6. Model Features - predicting

The correlary to each feature’s coefficient or importance value, is the amount of variance that feature explains in the prediction. Remember, we have split the data into two separate sets, the training data and the testing data. The test data is never shown to the model until after the model is “fit” to the training data. This secrecy is why we are able to test the predictive power of each model. This secret or “hold out” data can be used to measure the “explained variance” of each coefficient/feature. One method of doing this is called recursive feature elimination. Essentially, the coefficient of the model are ordered by magnitude, and the smallest are then removed one at a time until only one feature is left. Each iteration the model’s score function is called. This provides a ranking based on the predictive power of the features.

Finding the explained variance

  1. Import RFECV from sklearn.feature_selection.

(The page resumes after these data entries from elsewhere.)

PR #783, opened 2020-10-08
Implements `allowUnauthorizedTrustlines` on `IssuedCurrencyClient`

mvadari:
## High Level Overview of Change

This PR adds the method `allowUnauthorizedTrustlines` to the `IssuedCurrencyClient`, which disables Require Authorization on the specified account. This is achieved by submitting an AccountSet transaction with a clear flag set to 2 (see https://xrpl.org/accountset.html#accountset-flags).

### Context of Change

Part of the IOU effort. 

### Type of Change

- [x] New feature (non-breaking change which adds functionality)
- [x] Tests (You added tests for code that already exists, or your new feature included in this PR)

## Before / After

`allowUnauthorizedTrustlines` exposed on `IssuedCurrencyClient`

## Test Plan

CI passes. Wrote unit tests for the function that has full codecov and passes.

PR #787, opened 2020-10-09
Implements `disallowIncomingXrp` on `IssuedCurrencyClient`

mvadari:

This PR adds the method `disallowIncomingXrp` to the `IssuedCurrencyClient`, which enables DisallowXrp on the specified account. This is achieved by submitting an AccountSet transaction with a set flag set to 3 (see https://xrpl.org/accountset.html#accountset-flags).

This PR also refactors the flag functions to avoid repeating so much code, both in the client and in integration testing.

### Context of Change

Part of the IOU effort. 

### Type of Change

## Before / After

`disallowIncomingXrp` exposed on `IssuedCurrencyClient`

## Test Plan

CI passes. Wrote unit tests for the function that has full codecov and passes.

### DIFF
--- a/src/XRP/issued-currency-client.ts
+++ b/src/XRP/issued-currency-client.ts
@@ -148,7 +148,7 @@ export default class IssuedCurrencyClient {
   /**
    * Enable Disallow XRP for this XRPL account.
    *
-   * @see https://xrpl.org/become-an-xrp-ledger-gateway.html#require-auth
+   * @see https://xrpl.org/become-an-xrp-ledger-gateway.html#disallow-xrp
    *
    * @param wallet The wallet associated with the XRPL account enabling Disallow XRP and that will sign the request.
    * @returns A promise which resolves to a TransactionResult object that represents the result of this transaction.
--- a/src/XRP/issued-currency-client.ts
+++ b/src/XRP/issued-currency-client.ts
@@ -131,6 +131,38 @@ export default class IssuedCurrencyClient {
     })
     return trustLines
   }
+
+  /**
+   * Disable Require Authorization for this XRPL account.
+   *
+   * @see https://xrpl.org/become-an-xrp-ledger-gateway.html#require-auth
+   *
+   * @param wallet The wallet associated with the XRPL account disabling Require Authorization and that will sign the request.
+   * @returns A promise which resolves to a TransactionResult object that represents the result of this transaction.
+   */
+  public async allowUnauthorizedTrustlines(
+    wallet: Wallet,
+  ): Promise<TransactionResult> {
+    const clearFlag = new ClearFlag()
+    clearFlag.setValue(AccountSetFlag.asfRequireAuth)
+
+    const accountSet = new AccountSet()
+    accountSet.setClearFlag(clearFlag)
+
+    const transaction = await this.coreXrplClient.prepareBaseTransaction(wallet)
+    transaction.setAccountSet(accountSet)
+
+    const transactionHash = await this.coreXrplClient.signAndSubmitTransaction(
+      transaction,
+      wallet,
+    )
+
+    return await this.coreXrplClient.getFinalTransactionResultAsync(
+      transactionHash,
+      wallet,
+    )
+  }
+
   /**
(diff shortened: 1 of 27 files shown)


mvadari:
Codecov will go back to 100% on the diff once https://github.com/xpring-eng/Xpring-JS/pull/783 is merged to master

src/XRP/issued-currency-client.ts
```diff
@@ -95,7 +102,7 @@ export default class IssuedCurrencyClient {
   }
 
   /**
-   * Retrieves information about an account's trust lines, which maintain balances of all non-XRP currencies and assets.
+   * * Retrieves information about an account's trust lines, which maintain balances of all non-XRP currencies and assets.
```
tedkalaw, line 105: super nit: remove extra `*`

tedkalaw (approved):
nice, seems pretty reasonable to me

src/XRP/issued-currency-client.ts
```diff
@@ -64,21 +64,28 @@ export default class IssuedCurrencyClient {
...
-   * @see https://xrpl.org/become-an-xrp-ledger-gateway.html#require-auth
-   *
+   * Helper function. Sets/clears a flag value.
+   * @param flag The desired flag that is being changed.
+   * @param enable Whether the flag is being enabled (true if enabling, false if disabling).
    * @param wallet The wallet associated with the XRPL account enabling Require Authorization and that will sign the request.
    * @returns A promise which resolves to a TransactionResult object that represents the result of this transaction.
    */
-  public async requireAuthorizedTrustlines(
+  private async changeFlag(
```
amiecorso, line 73: nice

test/XRP/issued-currency-client-integration.test.ts
```diff
@@ -26,6 +26,45 @@ const issuedCurrencyClient = IssuedCurrencyClient.issuedCurrencyClientWithEndpoi
   XrplNetwork.Test,
 )
 
+async function runFlagIntegrationTestSuccess(
```
amiecorso, line 29: also nice.  can we move this guy to `test/XRP/helpers/xrp-test-utils.ts` ?

test/XRP/issued-currency-client-integration.test.ts
```diff
@@ -94,38 +133,24 @@ describe('IssuedCurrencyClient Integration Tests', function (): void {
...
+    // GIVEN an existing testnet account
+    // WHEN disallowIncomingXrp is called
+    const result = await issuedCurrencyClient.disallowIncomingXrp(wallet)
+
+    // THEN the transaction was successfully submitted and the correct flag was set on the account.
+    await runFlagIntegrationTestSuccess(
+      wallet,
+      result,
+      AccountRootFlag.LSF_DISALLOW_XRP,
     )
```
amiecorso, line 154: How do you feel about creating another integration test that attempts to send an XRP transaction to this account that has set `disllowIncomingXrp`?  We'd basically want to just create a second faucet wallet and then try to use the `send` method on the `XrpClient` to send an XRP transaction to this account.  Ideally the transaction result will fail (I'm also just curious to understand what happens in this case and check that the SDK handles it correctly and returns an informative transaction status).  Note that the `send` method only returns a transaction hash, and then you have to follow up with `getPaymentStatus` to see the full `TransactionResult` object (I think).  We want to refactor that (so that `send` returns a full `TransactionResult`) cause it's old trash but requires a deprecation so... we're getting around to it.

mvadari: I tried writing that, but the transaction succeeds for some reason. I don't have a good enough understanding of the system to understand why.

amiecorso: Note for posterity: As we just discovered together, the docs here https://xrpl.org/accountset.html#accountset-flags indicate that this flag isn't actually enforced by rippled, but rather is an indicator to client applications.  Therefore we can't implement this type of integration test.

amiecorso (approved):
v nice

tedkalaw (approved):
homer-bush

  2. Using the RFE function, calculate the explained variance of each of the features in your model using grid_scores_. [How to use RFE]

  3. Plot the scores returned for each of the combination of features from largest contributions to smallest as a line plot.

Questions

  1. What fraction of the variance is explained by the whole model?

  2. Which input features explain the most variance?

  3. Which explain the least and could be dropped in order to find a parsimonious model?

7. Other regressors

We used a linear model, but we could easily subsitute another regressor. Let try an algorithm called “Random Forest”. This algorithm has the ability to weight the features relative to each other. Let’s explore the residuals and the feature importances of the Random Forest algorithm.

  1. Import the RandomForestRegressor method from sklearn.ensemble [How to use RandomForestRegressor]

  2. Using your train dataset, create your Random Forest model and fit it.

7.1 Creating the model

7.2 Predicting from test data

Just like for the OLS model above, we will start by investigating how well our model, constructed from the training set, predicts the scores from test set.

  1. Create predicted data using the model’s predict method.

  2. Score the accuracy of your model by calculating the mean_squared_error between the predictions from your fit model and your test dataset outcomes.

  3. Make a scatter plot to compare it to the actual values and draw a diagonal through this plot.

Questions

  1. What does the root mean squared error tell us? How does it compare to the score from the OLS model above?

  2. What “shape” does the scatter plot “blob” look like? How does it compare to the Linear Regression plot we made above?

  3. Does the “blob” follow the diagonal line or does it deviate in some way?

  4. Can you tell if the model over or under predicts scores in the test set?

7.3 Inspecting the residuals of the model

  1. Write a function to calculate the residuals of the model.

  2. Plot the actual values versus the residuals using a scatter plot. (This is the most common way of seeing a residual analysis in practice.)

  3. Collapse the residual scatter plot into a histogram. (This is a useful visualization to see the normality of the distribution) [How to plot a histogram]

Questions

  1. How does this plot compare to the plot we produced for Linear Regression?

  2. Does the model tend to overpredict or underpredict certain groups of scores?

7.4 Finding feature importances

For our linear model above, the coefficients are related to the correlation between each input varaiable and the output prediction. Earlier you looked at the correlations between each input variable and the output variable. The Random Forest algorithm feature importances says that in a given model these features are most important in explaining the target variable. These importances are relative to each of the other features in your model.

  1. Return the fit importances using feature_importances_

  2. Make a bar graph of all the features in the model. [How to make a horizontal bar plot]

Questions

  1. Which is the most important feature for fitting?

  2. Which is least important?

  3. How do this compare to the coefficients we analyzed in OLS model above?